3. For any g : m → n, we first claim that the behavior B(g) = {(x, y) | S(g)(x) = y} is linear, i.e. it is closed under addition and scalar multiplication. Indeed, S(g) is multiplication by a matrix, so if S(g)(x) = y then S(g)(rx) = ry and S(g)(x\(_{1}\) + x\(_{2}\)) = S(g)(x\(_{1}\)) + S(g)(x\(_{2}\)).

Thus we con- clude that (x, y) \(\in\) B(g) implies (rx, ry) \(\in\) B(g), so it’s closed under scalar multiplication, and (x\(_{1}\), y\(_{1}\)), (x\(_{2}\), y\(_{2}\)) \(\in\) B(g) implies (x\(_{1}\) + x\(_{2}\), y\(_{1}\) + y\(_{2}\)) \(\in\) B(g) so it’s closed under addition. Similarly, the behavior B(g\(^{op}\)) is also linear; the proof is similar.

Finally, we need to show that the composite of any two linear relations is linear. Suppose that B \(\subseteq\) R\(^{m}\) × R\(^{n}\) and C \(\subseteq\) R\(^{n}\) × R\(^{p}\) are linear. Take (x\(_{1}\), z\(_{1}\)), (x\(_{2}\), z\(_{2}\)) \(\in\) B ; C and take r \(\in\) R.

By definition, there exist y\(_{1}\), y\(_{2}\) \(\in\) R\(^{n}\) such that (x\(_{1}\), y\(_{1}\)), (x\(_{2}\), y\(_{2}\)) \(\in\) B and (y\(_{1}\), z\(_{1}\)), (y\(_{2}\), z\(_{2}\)) \(\in\) C. Since B and C are linear, (rx\(_{1}\), ry\(_{1}\)) \(\in\) B and (ry\(_{1}\), rz\(_{1}\)) \(\in\) C, and also (x\(_{1}\) + x\(_{2}\), y\(_{1}\) + y\(_{2}\)) \(\in\) B and (y\(_{1}\) + y\(_{2}\), z\(_{1}\) + z\(_{2}\)) \(\in\) C.

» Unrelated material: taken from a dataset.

PR #4575, opened 2020-02-21
Don't call WebRequest::getLimitOffset in 1.35

DannyS712:
See https://phabricator.wikimedia.org/T245779

### DIFF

Hence (rx\(_{1}\), rz\(_{1}\)) \(\in\) (B ; C) and (x\(_{1}\) + x\(_{2}\), z\(_{1}\) + z\(_{2}\)) \(\in\) (B ; C), as desired.

Exercise 5.85

Suppose that B \(\subseteq\) R\(^{m}\) × R\(^{n}\) and C \(\subseteq\) R\(^{n}\) × R\(^{p}\) are linear. Their composite is the relation (B ; C) \(\subseteq\) R\(^{m}\) × R\(^{p}\) consisting of all (x, z) for which there exists y \(\in\) R\(^{n}\) with (x, y) \(\in\) B and (y, z) \(\in\) C. We want to show that the set (B ; C) is linear, i.e. closed under scalar multiplication and addition.
For scalar multiplication, take an (x, z) \(\in\) (B ; C) and any r \(\in\) R.

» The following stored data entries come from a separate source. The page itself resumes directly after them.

PR #4580, opened 2020-02-22
Restore comments forcefully removed by "Increase type safety in DIProperty"

mwjames:
This PR is made in reference to: #4542

- The next time I see a PR that forcefully removes comments from an existing class I will show no mercy and __revert the PR__ without prio warning. I have been telling people several times that comments remain and are expected at least for public methods independent of whether some fancy PHP 7.1 type is used or not.

This PR includes:
- [ ] CI build passed

Fixes #

### DIFF
--- a/includes/dataitems/SMW_DI_Property.php
+++ b/includes/dataitems/SMW_DI_Property.php
@@ -100,26 +100,48 @@ class DIProperty extends SMWDataItem {
 		$this->m_inverse = $inverse;
 	}
 
-	public function getDIType(): int {
+	/**
+	 * @since 1.6
+	 *
+	 * @return int
+	 */
+	public function getDIType() : int {
 		return SMWDataItem::TYPE_PROPERTY;
 	}
 
-	public function getKey(): ?string {
+	/**
+	 * @since 1.6
+	 *
+	 * @return string|null
+	 */
+	public function getKey() : ?string {
 		return $this->m_key;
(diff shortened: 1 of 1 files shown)


akuckartz:
How are these comments used? Is that documented anywhere?

mwjames:
> How are these comments used? Is that documented anywhere?

Yes, by a developer like myself who wants to know when a public method was added (indicated by `@since`) and as good practice to other developers. If you maintain your own library, you'll can add or remove comments as you like but for SMW we have an established practice which isn't nullified by some suddenly appearing PHP 7.1 type hinting.

Aside from being diligent in documenting an interface, the information is used by/in https://doc.semantic-mediawiki.org/.

akuckartz:
Maybe the information that type comments are needed in addition to type hinting should be added to https://www.semantic-mediawiki.org/wiki/Coding_conventions

JeroenDeDauw:
> Aside from being diligent in documenting an interface, the information is used by/in https://doc.semantic-mediawiki.org/.

Can you show a case where information vanished from this site after it was moved from a doc to the code itself? (So I'm talking about types here, not @since.)

Btw the codebase is full of incorrect docs. They are not reliable. Every time I look at the code I find many issues. This file was particularly atrocious: https://github.com/SemanticMediaWiki/SemanticMediaWiki/pull/4573/files.

Issue #4146, opened 2019-07-13
MW 1.34+, "Move DataAfterContent outside of main content block" break Factbox display


mwjames:
### Setup and configuration

- SMW version: all
- MW version: MW 1.34+

### Issue

- https://github.com/wikimedia/mediawiki-skins-Vector/commit/7d46396dc1773b1584d7ce2c9ec7f042a5a2a7f5
- https://github.com/wikimedia/mediawiki-skins-MonoBook/commit/fa1deee55e2068ed18af7bbd01da1c54bb438eea

The above changes do break the display of the `Factbox` (which has been part of SMW since ~1.0) due to reliance of the `dataAfterContent` section generated by the `SkinAfterContent` hook.

@kghbln @hexmode This cannot be fixed in SMW and is clearly a BC break, this needs to be reverted.

PS: I find a distorting that we have to dicusss such breaks again and again and again, and I am __seriously tired__ of this!

## Before

![image](https://user-images.githubusercontent.com/1245473/61171840-9799c980-a56c-11e9-90d4-66cba2675d7a.png)

## After

![image](https://user-images.githubusercontent.com/1245473/61171839-949ed900-a56c-11e9-8164-148243918907.png)

kghbln:
This is indeed not nice. Can't the [BeforePageDisplay](Manual:Hooks/BeforePageDisplay) be used instead or is this a brute change? Anyways I have the feeling that many more extensions will be affected by these changes.

mwjames:
> Can't the BeforePageDisplay

No.

> Anyways I have the feeling that many more extensions will be affected by these changes.

I don't know about that but this is a typical example of a WMF staff granting +2 on a PR that has not been vetted against extensions that use the `SkinAfterContent` hook with the consequence that things are just broken.

I just happened to came across this by chance given that I used the master vector-skin where the Factbox suddenly appeared to be broken and I had to invested the skin extension rather than looking at chances in MW core.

Since B is linear, we have (r ∗ x, r ∗ y) \(\in\) B and since C is linear we have (r ∗ y, r ∗ z) \(\in\) C,so then (r ∗ x, r ∗ z) \(\in\) (B ; C). For addition, if we also have (x′, z′) \(\in\) (B ; C) then there is some y′ \(\in\) Rn with(x′,y′) \(\in\) B and(y′,z′) \(\in\) C, so since B and C are linear we have (x + x′, y + y′) \(\in\) B and (y + y′, z + z′) \(\in\) C, hence (x + x′, z + z′) \(\in\) (B ; C).